Perhaps not. Perhaps such women prefer to think for themselves about these issues. Maybe they decline Traister’s assessment of power relations and the social world in general. Many politely refuse the charity and affirmative action that come with this new dominant view of the goodness of women and the villainy of white men.
We would rather stand or fall on our own than be artificially promoted to positions in which we constantly wonder: Was I chosen because I am a woman? Was he excluded because he is white? Though the promotion of women is sold to the public as a matter of justice, few want to talk about the profound injustice of social engineering that harms or advantages people based on their membership in groups they have not chosen and cannot change.
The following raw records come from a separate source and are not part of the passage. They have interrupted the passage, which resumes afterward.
PR #439, opened 2026-08-26
chore: include commit sha in the version

p0deje:
Makes it easier to know which exact commit the current binary is built at:

```
$ dist/bin/alumnium-0.21.0-darwin-arm64 --version
alumnium/0.21.0+1b31a531-dirty darwin-arm64 bun-v24.3.0
```

### DIFF
--- a/packages/typescript/scripts/build.ts
+++ b/packages/typescript/scripts/build.ts
@@ -2,6 +2,7 @@
 
 // This script builds the Alumnium for multiple target platforms using Bun.
 
+import { always } from "alwaysly";
 import { $, type BunPlugin } from "bun";
 import { snakeCase } from "case-anything";
 import fs from "node:fs/promises";
@@ -332,7 +333,9 @@ const standaloneEmbeddedAssetPlugin: BunPlugin = {
 await main();
 
 async function main() {
-  console.log(`🚧 Building Alumnium ${ALUMNIUM_VERSION}...`);
+  const commitSha = await getCommitSha();
+
+  console.log(`🚧 Building Alumnium ${ALUMNIUM_VERSION}+${commitSha}...`);
 
   //#region Clean up
 
@@ -387,6 +390,7 @@ async function main() {
             standaloneEmbeddedAssetPlugin,
           ],
           define: {
+            BUILD_COMMIT_SHA: JSON.stringify(commitSha),
             SINGLE_FILE_EXECUTABLE: "true",
           },
         });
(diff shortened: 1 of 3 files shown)


packages/typescript/scripts/build.ts
```diff
@@ -882,6 +889,23 @@ function getPipModuleName(pkgName: string) {
   return snakeCase(pkgName);
 }
 
+async function getCommitSha(): Promise<string | undefined> {
+  try {
```
kossnocorp: Let's let it fail so we don't break something accidentally and never see the error.

packages/typescript/scripts/build.ts
```diff
@@ -882,6 +889,23 @@ function getPipModuleName(pkgName: string) {
...
+    const sha = (
+      await $`git rev-parse --short HEAD`.cwd(REPO_ROOT_DIR).quiet().text()
+    ).trim();
+    if (!sha) return undefined;
+
+    const changes = (
+      await $`git status --porcelain`.cwd(REPO_ROOT_DIR).quiet().text()
+    ).trim();
```
kossnocorp: `Promise.all` would be quicker, no way `sha` would fail often

packages/typescript/scripts/build.ts
```diff
@@ -882,6 +889,23 @@ function getPipModuleName(pkgName: string) {
   return snakeCase(pkgName);
 }
 
+async function getCommitSha(): Promise<string | undefined> {
+  try {
+    const sha = (
+      await $`git rev-parse --short HEAD`.cwd(REPO_ROOT_DIR).quiet().text()
+    ).trim();
+    if (!sha) return undefined;
```
kossnocorp: `always(sha)` would be better, `undefined` here is _undefined_ behavior.

packages/typescript/scripts/build.ts
```diff
@@ -388,6 +392,9 @@ async function main() {
           ],
           define: {
             SINGLE_FILE_EXECUTABLE: "true",
+            ...(commitSha
+              ? { BUILD_COMMIT_SHA: JSON.stringify(commitSha) }
+              : {}),
```
kossnocorp: If we were to remove all the defensive code, this condition would simplify to:

```suggestion
            BUILD_COMMIT_SHA: JSON.stringify(commitSha),
```

kossnocorp (changes requested):
I feel nitpicky

kossnocorp (approved):
Good to go, great idea btw!

PR #447, opened 2026-08-31
feat(mcp): domain allowlist/denylist SSRF protection for do() navigation

ursmurli:
## Summary
- Adds a `NavigationPolicy` enforced on every driver to protect `do()` navigation against SSRF-style abuse (typed URL, clicked link, JS redirect, back/forward, new tab).
- **Always-on by default, no opt-in/opt-out**: cloud metadata/link-local IPs (`169.254.*`), IPv6 link-local (`fe80::`), and `file://` are blocked on every session unconditionally.
- New MCP `start` options `alumnium:options.allowlistDomains` / `denylistDomains`:
  - `denylistDomains` alone (no allowlist) blocks specific extra hosts while leaving everything else — including `localhost`/`127.0.0.1` — open.
  - `allowlistDomains` locks a session down to an approved domain set (default-deny), which also then denies loopback/localhost unless explicitly re-added.
  - An allowlist match always overrides a denylist match, so a caller can carve out one host from under a broader deny wildcard.
- Closes the CVE-2026-49857 bypass class: an IPv4-mapped IPv6 literal (`::ffff:127.0.0.1`, normalized by the URL parser to hex `::ffff:7f00:1`) is unwrapped back to dotted-decimal before matching, so decimal-based patterns still catch it.
- Enforced at two points so every navigation vector is covered: pre-check inside each driver's `visit()`, and a post-invoke check in `BaseTool.executeToolCall` (catches clicks, redirects, tab switches, back/forward) — not just the explicit "go to URL" tool.

## Test plan
- [ ] `mise //packages/typescript:test/unit`
- [ ] `mise //packages/typescript:types`
- [ ] `mise //packages/typescript:lint`
- [ ] Manual: `start` with no `alumnium:options` → `do("open http://169.254.169.254/")` blocked, `do("open http://localhost:3000/")` allowed.
- [ ] Manual: `start` with `allowlistDomains` set → navigation outside the allowlist (including `localhost`) is blocked.

🤖 Generated with [Claude Code](https://claude.com/claude-code)


packages/typescript/src/tools/BaseTool.ts
```diff
@@ -26,6 +26,8 @@ export abstract class BaseTool {
     const tool = new ToolClass(toolArgs);
     await tool.invoke(driver);
 
+    driver.navigationPolicy.check(await driver.url());
```
p0deje: Tools should not be checking for navigation policy as long as we only constraint driver's `visit`.

packages/typescript/src/mcp/tools/startMcpTool.ts
```diff
@@ -66,9 +67,11 @@ export const startMcpTool = McpTool.define("start", {
           Top-level options:
 
           Alumnium-specific options go in "alumnium:options":
+            - "allowlistDomains" (string[]) — regex patterns (case-insensitive, matched against the hostname or full URL) of domains do() is allowed to navigate to. When non-empty, activates full lockdown: every navigation (explicit navigate, links, redirects, back/forward, tab switches) is checked, and a URL that doesn't match is blocked (default-deny), including loopback addresses (localhost/127.0.0.1/[::1]/0.0.0.0). When omitted, sessions are still protected by Alumnium's always-on denylist below — this only adds the stricter default-deny gate;
```
p0deje: This gets added to MCP tools context of every agent, so let's keep it concise:


```suggestion
            - "allowlistDomains" (string[]) — regex patterns matched against the URL. When non-empty, do() blocks any navigation that doesn't match the patterns.
```

packages/typescript/src/mcp/tools/startMcpTool.ts
```diff
@@ -66,9 +67,11 @@ export const startMcpTool = McpTool.define("start", {
...
             - "autoswitchToNewTab" (boolean, default true) — auto-switch to newly opened tabs;
             - "baseUrl" (string) — URL to navigate to automatically after driver start, e.g. "https://example.com";
             - "changeAnalysis" (boolean, default true) — enable UI changes analysis agent;
+            - "denylistDomains" (string[]) — additional regex/literal patterns to block, merged with Alumnium's built-in SSRF-protection denylist and always enforced, even without "allowlistDomains". The built-in denylist always blocks cloud metadata/link-local IPs (e.g. 169.254.169.254), IPv6 link-local, and file:// — this cannot be disabled. Loopback addresses (localhost/127.0.0.1/[::1]/0.0.0.0) are only added to the denylist once "allowlistDomains" is set (otherwise they're left open, since they're the common target for testing a locally-running app). When "allowlistDomains" is set, a match there always overrides a "denylistDomains" match;
```
p0deje: This gets added to MCP tools context of every agent, so let's keep it concise:


```suggestion
            - "denylistDomains" (string[]) — regex patterns matched against the URL. When non-empty, do() blocks any navigation that matches the patterns.
```

p0deje (changes requested):

packages/typescript/src/tools/BaseTool.ts
ursmurli: Visit is not the only threat vector here, there are other way non-visit tools like click or some press key which triggers a redirect , an in-page js redirect, switch to a next tab , backward , forward . 

This particular line will make this navigation policy is not subverted regardless of what tool is used or what server side or client side redirects do.

p0deje (approved):

p0deje (approved):

PR #448, opened 2026-08-31
test(mcp): add system tests for NavigationPolicy wiring

ursmurli:
## Summary
Stacked on #447 — adds a real-browser (Playwright + Selenium) system-test suite proving `NavigationPolicy`'s enforcement wiring holds end-to-end, on top of the exhaustive pure-logic unit tests already in `NavigationPolicy.test.ts`.

New file: `packages/typescript/tests/system/navigationPolicy.test.ts`, plus one new fixture `packages/python/examples/support/pages/navigation_target_page.html` (parametrized via `?to=<url>`, reused for every click/redirect/new-tab case).

Covers both enforcement hooks against real browsers:
- **Hook #1** (`driver.visit()`, pre-navigation): open mode (arbitrary domain / loopback allowed, always-on denylist for cloud metadata / `file://` / IPv6 link-local / IPv4-mapped-IPv6 metadata blocked, mapped-loopback allowed), lockdown mode (allowlisted hostname allowed, loopback denylist + default-deny blocked), and `allowedFilePaths` (allowed prefix succeeds, outside-prefix and `..`-traversal blocked).
- **Hook #2** (`BaseTool.executeToolCall`, post-invoke): a real click that JS-redirects to a blocked target (open + lockdown mode), a real click that opens a new tab to a blocked/allowed target, confirming the click's side effect already ran but the subsequent check still throws.

Design notes (see plan for full rationale):
- The exhaustive rule matrix (every allow/deny/bypass permutation) intentionally stays unit-tested only — these system tests are a representative subset proving the *wiring*, not re-deriving the policy logic, to avoid CI flakiness from real-network/socket edge cases with no added confidence.
- Uses `https://example.com` (RFC 2606, IANA-reserved, content stable by design) as the one real external domain, consistent with this repo's existing pattern of hitting real public sites in system tests (`the-internet.herokuapp.com`, `seleniumbase.io`, etc.).
- Appium is explicitly skipped for this suite (scope: Playwright + Selenium only), even though `AppiumDriver.visit()` wires the identical pre-nav hook.

## Test plan
- [ ] CI: `TypeScript / System Tests (playwright, *)` and `(selenium, *)` pick up and pass the new suite (no CI wiring needed — glob-discovered).
- [ ] `mise //packages/typescript:types` / `:lint` / `:format` clean (already verified locally).
- [ ] Manually reviewed: hardcoded case expectations verified against `NavigationPolicy.evaluate()` directly (standalone script, all cases match).

🤖 Generated with [Claude Code](https://claude.com/claude-code)

### DIFF
--- a/packages/python/examples/support/pages/navigation_target_page.html
+++ b/packages/python/examples/support/pages/navigation_target_page.html
@@ -1,0 +1,27 @@
+<!doctype html>
+<html>
+  <head>
+    <title>Navigation Target Page</title>
+  </head>
+  <body>
+    <h1>Navigation Target Page</h1>
+    <p>Used to test the navigation domain policy's post-invoke hook.</p>
+
+    <button id="redirect-btn" onclick="redirect()">Redirect Here</button>
+    <button id="open-tab-btn" onclick="openTab()">Open Tab Here</button>
+
+    <script>
+      function target() {
+        return new URL(location.href).searchParams.get("to");
+      }
+
+      function redirect() {
+        location.href = target();
+      }
+
+      function openTab() {
+        window.open(target(), "_blank");
+      }
+    </script>
+  </body>
+</html>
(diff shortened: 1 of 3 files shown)


ursmurli:
Merged directly into #447's branch (`feat/add-domain-allowlist-mcp`) instead of stacking — closing this PR since its commits now live there.

PR #455, opened 2026-09-10
feat(mcp): agentic and direct modes

p0deje:
Adds two MCP execution modes: 
- **agentic** (default), where Alumnium uses an LLM to interpret goals through `do`, `get`, `check`, similar to the currently released MCP server. This mode is _slower_ since extra LLM calls are made, but _cheaper_ as the coding agent burns fewer tokens. It also supports caching.
- **direct**, which exposes actor actions and accessibility-tree retrieval so the coding agent controls execution without Alumnium making LLM calls. This mode is _faster_ since, but _more expensive_ as the coding agent needs to pull more context.

Mode can be selected with the `--mode agentic|direct` flag or `ALUMNIUM_MCP_MODE`.
Both modes share session setup and cleanup across supported browsers and mobile platforms.


packages/typescript/src/mcp/McpServer.ts
```diff
@@ -66,12 +79,8 @@ export class McpServer {
     });
   }
 
-  /**
-   * Run the MCP server using stdio transport.
-   */
-  async run(): Promise<void> {
+  async run(transport: Transport = new StdioServerTransport()): Promise<void> {
     logger.info("Starting MCP server with stdio transport");
-    const transport = new StdioServerTransport();
```
kossnocorp, line 74: Keep it here

packages/typescript/src/mcp/McpServer.ts
```diff
@@ -28,23 +32,31 @@ const MCP_TOOLS = [
...
+];
+
 /**
  * MCP Server that wraps Alumnium functionality for AI agents.
  */
 export class McpServer {
   #server: Server;
 
-  constructor() {
+  constructor({ mode = "agentic" }: { mode?: McpMode } = {}) {
```
kossnocorp: Pls define `namespace McpServer { ...` with `interface Props { mode: ...`

packages/typescript/src/mcp/McpCommand.ts
```diff
@@ -11,13 +13,20 @@ export const McpCommand = CliCommand.define({
...
+    }),
+  }),
 
-  action: async ({ logFilenameHint }) => {
+  action: async ({ args, logFilenameHint }) => {
     Logger.path = { filename: logFilenameHint };
     await Logger.initEnv(logger);
 
-    const server = new McpServer();
+    const server = new McpServer({ mode: args.mode ?? Env.ALUMNIUM_MCP_MODE });
```
kossnocorp:
```suggestion
    const server = new McpServer({ mode: args.mode || Env.ALUMNIUM_MCP_MODE });
```

kossnocorp (approved):

PR #117, opened 2021-05-28
Only import the needed functions from async

aminya:
This reduces the size of portfinder from 34 KB to 14 KB

### DIFF
--- a/lib/portfinder.js
+++ b/lib/portfinder.js
@@ -11,9 +11,11 @@ var fs = require('fs'),
     os = require('os'),
     net = require('net'),
     path = require('path'),
-    _async = require('async'),
     debug = require('debug'),
     mkdirp = require('mkdirp').mkdirp;
+
+var eachSeries = require('async/eachSeries');
+var timesSeries = require('async/timesSeries');
 
 var debugTestPort = debug('portfinder:testPort'),
     debugGetPort = debug('portfinder:getPort'),
@@ -142,7 +144,7 @@ exports.getPort = function (options, callback) {
   }
 
   var openPorts = [], currentHost;
-  return _async.eachSeries(exports._defaultHosts, function(host, next) {
+  return eachSeries(exports._defaultHosts, function(host, next) {
     debugGetPort("in eachSeries() iteration callback: host is", host);
 
     return internals.testPort({ host: host, port: options.port }, function(err, port) {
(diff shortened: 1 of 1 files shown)


eriktrom:
sorry for the late reply - i want to make this better, i appreciate the pr - which is completely legit but doesn't actually do anything b/c this is only for development use and even a 0.1% chance risk for a 0% gain b/c this is only for dev means its not worth the risk tradeoff, small as it literally is. 

The codebase is essentially frozen except for new operating systems that might throw new errors i may need to catch, otherwise, there is not any benefit to changing it - unless your using vscode to develop inside a cloud container from a laptop that has a bluetooth tether the first time you install a package that uses it - a very not likely scenario.

I thus consider things like reducing kb's over the wire for this development only portfinder "cosmetic" - it makes it look better when u spit out a pretty dep chart with kb's for each dep, but in reality it just adds risk of a typo or misread by me or the contributor 

(if i merged these everytime they came in, eventually a mistake would be made, as were all human, and the effects would cost companies and orgs real time or money or both so I have to say no but i really do appreciate the contribution

ps - don't use this on ur server in production - it was never intended for that, I know some people are trying to use it for that and you thus could say another reason I don't merge such enhancements is to disway people from using in production or on a live server.  Even in a country with very poor internet, the one time download of this package is far less than the editor plugin used to highlight and theme any editor. 

perspective is hard to explain, hopefully that provides a bit of it though from my point of view.

again, thanks for being awesome and trying though. that's worthy in and of itself, for what its worth. :)

aminya:
Thanks for the response. Given your comment, I will make sure to remove the dependencies on `portfinder` in the packages that I maintain.

eriktrom:
> You should add this information to the Readme to inform others about the locked codebase and its intention.

your right - i inherited it and never documented what I learned about it over the years. that said, in order to use this on a production server you'd have to open the firewall internally anyway and that I feel is enough to give people the hint that they should think twice - for those who know what their doing though - i mean hey, you could use for nefarious purposes or legit purposes from a server... to do good or evil things and thus, it is a legit portfinder.

truth is, how to say that its a low level lib - be creative but also careful with it - i kind of decided if u can read the codebase then u can get as creative with it as u want. If u can't then its just there when you start your react app or submit a pr that circle ci picks up.

you have made the most convincing argument though about this so far... im thinking .. :)

PR #132, opened 2022-08-02
Bump version of async in package.json

MasterOdin:
PR bumps the version of `async` dependency in package.json so that it's not possible to get a vulnerable version of `async` via this dependency. #130 only bumped the version in the `package-lock.json` file which only affects this repository, and not downstream consumers.

### DIFF
--- a/package.json
+++ b/package.json
@@ -16,7 +16,7 @@
     "lib"
   ],
   "dependencies": {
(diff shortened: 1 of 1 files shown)


eriktrom:
@MasterOdin - gratzi for saving me some time here :)

PR #134, opened 2022-08-02
Modernize - DO NOT MERGE

eriktrom:
Modernization work to allow this package to remain relevant and secure.

This commit is to test the workflow just added.

----

Before merge: 

- [x] Support node lts - check how macOS m1 user experience will be when going below node 12.
            - i personally am waiting for xcode (full version, as xcode-select said I needed it to build node < 12.x)

PR #135, opened 2022-08-02
Add test around recursively making socket directory

MasterOdin:
PR adds a test case that validates the recursive mkdir behavior that currently exists within the `getSocket` function. This helps demonstrate the breaking change in #134 which removes `mkdirp` in favor of the builtin `fs.mkdir` where for node < 10.12, the `recursive` flag didn't exist, and so it would not behave the same as `mkdirp`. To demonstrate that, I merged this code onto the `modernize` branch in my fork to trigger CI, and where all node < 10.x fail: https://github.com/MasterOdin/node-portfinder/actions/runs/2782492617.

### DIFF
--- a/test/port-finder-socket-test.js
+++ b/test/port-finder-socket-test.js
@@ -69,7 +69,15 @@ function stopServers(callback, index) {
 }
 
 function cleanup(callback) {
-  fs.rmdirSync(badDir);
+  if (fs.existsSync(path.join(badDir, 'deeply', 'nested'))) {
+    fs.rmdirSync(path.join(badDir, 'deeply', 'nested'));
+  }
+  if (fs.existsSync(path.join(badDir, 'deeply'))) {
+    fs.rmdirSync(path.join(badDir, 'deeply'));
+  }
+  if (fs.existsSync(badDir)) {
+    fs.rmdirSync(badDir);
+  }
   stopServers(callback, 0);
 }
 
@@ -83,7 +91,7 @@ vows.describe('portfinder').addBatch({
           }, this.callback);
         }.bind(this));
       },
-      "the getPort() method": {
+      "the getSocket() method": {
         topic: function () {
           portfinder.getSocket({
             path: path.join(socketDir, 'test.sock')
@@ -100,7 +108,7 @@ vows.describe('portfinder').addBatch({
   "When using portfinder module": {
     "with no existing servers": {
       "the getSocket() method": {
-        "with a directory that doesnt exist": {
+        "with a directory that doesn't exist": {
           topic: function () {
             fs.rmdir(badDir, function () {
               portfinder.getSocket({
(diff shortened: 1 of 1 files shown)


test/port-finder-socket-test.js
```diff
@@ -69,7 +69,15 @@ function stopServers(callback, index) {
...
-  fs.rmdirSync(badDir);
+  if (fs.existsSync(path.join(badDir, 'deeply', 'nested'))) {
+    fs.rmdirSync(path.join(badDir, 'deeply', 'nested'));
+  }
+  if (fs.existsSync(path.join(badDir, 'deeply'))) {
+    fs.rmdirSync(path.join(badDir, 'deeply'));
+  }
+  if (fs.existsSync(badDir)) {
+    fs.rmdirSync(badDir);
+  }
```
MasterOdin, line 80: Without adding the `if (fs.existsSync(...))` checks, when my new test failed on `modernize`, the `fs.rmdirSync` call would throw as the nested directory doesn't exist, and so then `stopServers` wouldn't be called and then vows would hang as there'd be sockets that were never cleaned up.

MasterOdin: Unfortunately, that function was added in Node 5, so until 0.12 - 4.x are no longer tested, I couldn't incorporate that. While I do think could probably revisit it later once that does happen, good to expand the test suite to help ensure no breaking changes on modernizing (well, besides dropping the old versions).

eriktrom: @MasterOdin - so the issue where the left over bad folders and sockets inside fixtures occurred again - only once, this time on a cold mac m1. Recall though, last night it happened (consistently) inside docker for mac, intel x86

I'm noting it, I'll revisit, I may know why. 

Thoughts welcome. Forgive the short note, snooze time.

eriktrom: it also passed completely for me earlier. 

maybe i botched it, i'll check tomorrow. 

feel free to check if ur curiuos

eriktrom: @MasterOdin 

unfortunately the recursive deletion code didn't work - i experienced a hang and left over dirty file system in the test directory 

what u think about using  [fs.mkdtemp(prefix[, options], callback)](https://nodejs.org/api/fs.html#fsmkdtempprefix-options-callback) as a lifeline here? If people are using node < 5, they better have their own npm server :)  

its the best option for the tradeoff curve

(ps - to reproduce what i see, try in docker, rebuild each time you run, you'll notice - its not consistent below node 12 ish)

eriktrom, line 80: @MasterOdin - here (https://github.com/http-party/node-portfinder/issues/163)

test/port-finder-socket-test.js
```diff
@@ -113,6 +121,24 @@ vows.describe('portfinder').addBatch({
             assert.equal(socket, path.join(badDir, 'test.sock'));
           }
         },
+        "with a nested directory that doesn't exist": {
```
eriktrom, line 124: @MasterOdin - here (https://github.com/http-party/node-portfinder/issues/163)

PR #137, opened 2022-08-06
Modernize2

eriktrom:
supersedes #134 
closes #134 

This PR contains a few simple commits meant to modernize the dependencies that had security vulnerabilities in them.

It also contains some code from @MasterOdin that attempts to fix the test setup. Note that I have left (but upgraded) mkdirp for now. We can revisit that a week from now. I will not be in town next week, so this release needs to be minimal as to not interrupt my vacation :). 

With only dependency updates included in the main code, things should not change behavior wise in any shape or form. This should be completely safe and non breaking to merge. I will do so now, and make a release.

cc @MasterOdin fyi

ps tests all pass :) - we probably don't need the recursive fs.rmdir code but let me know your thoughts - it's only for the tests and I need to get these security updates out - I'll be around next weekend(a week from tomorrow) - I'll look deeper then, thanks for all your support and help lately ;)

### DIFF
--- a/.github/workflows/ci.yml
+++ b/.github/workflows/ci.yml
@@ -7,7 +7,7 @@ jobs:
     strategy:
       fail-fast: false
       matrix:
-        node-version: [0.12.x, 4.x, 14.x, 16.x, 18.x]
+        node-version: [0.12.x, 4.x, 6.x, 8.x, 10.x, 12.x, 14.x, 16.x, 18.x]
         os: [ubuntu-latest, macos-latest, windows-latest]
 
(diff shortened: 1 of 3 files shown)


eriktrom:
Released to npm as v1.0.29

MasterOdin:
In my opinion, you'd ideally have some code to clean up the folders that are made during the test, be it if you're making them in a known spot or using mktempdir function. However, if you're willing to make minimum support to 12.x (which is the oldest currently supported LTS), could use the `recursive` option to `fs.rmdir`.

Judge us, then, as men and women, not by our race or gender, but as individuals. Judge us by our work, our minds, our characters, our kindness (or lack of it), our generosity, our energy, and our talents. Do not prejudge us. Do not tell us you need a representative or critical mass of people like us, or that you need to eliminate representatives of the group “white men.” Both impulses are a kind of benevolent prejudice, operating on debatable assumptions about the betterment of society. Both have unintended and poisonous consequences that undermine the entire project of liberal education.
Elizabeth C. Corey is the American Enterprise Institute Values and Capitalism Visiting Professor for 2018–19.